Task to complete: Below are some records; quote exactly the lines from the one that contains "this gist illustrates" through the one that contains "and C / F order", inclusive, and no others.

(Provided entries)

PR #614, opened 2026-09-16
RFC-3 response to review 2

jni:
This adds a response to review 2 of RFC-3 and makes most of the recommended changes to the RFC. Justification is provided where a change was not implemented.


rfc/3/responses/1/index.md
```diff
@@ -0,0 +1,102 @@
...
+### Minor changes
+
+- [ ] Add a statement that, if present, `t`, `c`, `z`, `y`, `x` axes SHOULD
+      occur in that order.
+      - We disagree with this recommendation, as one of the key motivations of
+        RFC is freedom to reorder these axes when acquiring data, or when
+        performing different analyses that may require different access
+        patterns. While the recommended ordering is optimal in many scenarios,
+        we continue to stress that documentation is the right place for this
+        recommendation, not the NGFF specification.
```
d-v-b, line 23: maybe also worth mentioning that in zarr v3, there is no fixed relationship between axis order and memory layout. so even recommending a particular axis order would not achieve what the authors want (a consistent memory layout)

jo-mueller: I see that request more informed by coordinate transformations. In many viewer tools, passing an array along with an affine transformation matrix to a viewer will almost certainly require stripping out the channel dimension from the affine matrix. This affine-wrestling (especially when transforming from coordinate systems with channel dimension into a coordinate system without channel dimension) is tricky. Having the channel always be the lead dimension (for instance) would simplify things a bit.

That's just to say the affine wrangling is annoying, but entirely possible and maybe the solution would rather be to not have a coordinate vector concern itself with transforms at all (which would be the way we are discussing over at #580).

d-v-b: then we have very different reads on what the authors were concerned about 😆 I thought they wanted to ensure that the default in-memory layout of decoded chunks was amenable to spatial algorithms like smoothing by packing spatial dimensions close together in decoded memory. But this is not something you can declare in zarr metadata.

jni: > maybe also worth mentioning that in zarr v3, there is no fixed relationship between axis order and memory layout. so even recommending a particular axis order would not achieve what the authors want (a consistent memory layout)

Are you referring to the RFC authors or the review authors? :sweat_smile: 

Also, I trust your statement here but I don't fully grok it. Can you construct me a pathological example with code in which the axis ordering is tczyx but the data is contiguous in t? A concrete example would help the conversation, I think.

Either way, this seems like it is a broader discussion that should not (imho) hold up the RFC. It can always be added later.

d-v-b: > Also, I trust your statement here but I don't fully grok it. Can you construct me a pathological example with code in which the axis ordering is tczyx but the data is contiguous in t? A concrete example would help the conversation, I think.

this gist illustrates part of the point: https://gist.github.com/d-v-b/f53c0e3b6fb1fe2b1314500cc969f0e8

it shows that `zarr`, the python lib, can decode the exact same chunk bytes into C or F contiguous memory, depending on a runtime configuration flag. This shows that memory order of decoded chunks is an implementation degree of freedom.

and C / F order is just one point in a bigger space of memory layouts that are possible. I would like to support decoding into sparse arrays, which don't have a contiguous memory layout at all.

this can be a hard part of the spec to internalize (I know because it took me a while to have the "a ha" moment), because numpy-style "arrays ARE contiguous sequences of bytes in memory" thinking is so sticky. But for the Zarr format, the memory layout of decoded arrays is outside the spec. Implementations can use C, F, morton, sparse, unordered, whatever. So OME-Zarr can't make any assumptions or statements about the in-memory representation about arrays, unless you want to be stricter than the language in the Zarr spec.

lubianat: I think the authors have a valid concern, but I'd vote for keeping the SHOULD. The wording still allows other ordering, just requires that decision to not be taken without thinking about it. From [rfc2119](https://www.rfc-editor.org/info/rfc2119/): 

> SHOULD   This word, or the adjective "RECOMMENDED", mean that there
   may exist valid reasons in particular circumstances to ignore a
   particular item, but the full implications must be understood and
   carefully weighed before choosing a different course.

I am also hesitant to write SHOULDs in the documentation elsewhere without a clear reference point in the spec

lubianat (commented):
It is well formatted. If authors want to amend it in anyway, that is okay (the conversation is surely healthy).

(End Provided entries)

Result of this task:
this gist illustrates part of the point: https://gist.github.com/d-v-b/f53c0e3b6fb1fe2b1314500cc969f0e8

it shows that `zarr`, the python lib, can decode the exact same chunk bytes into C or F contiguous memory, depending on a runtime configuration flag. This shows that memory order of decoded chunks is an implementation degree of freedom.

and C / F order is just one point in a bigger space of memory layouts that are possible. I would like to support decoding into sparse arrays, which don't have a contiguous memory layout at all.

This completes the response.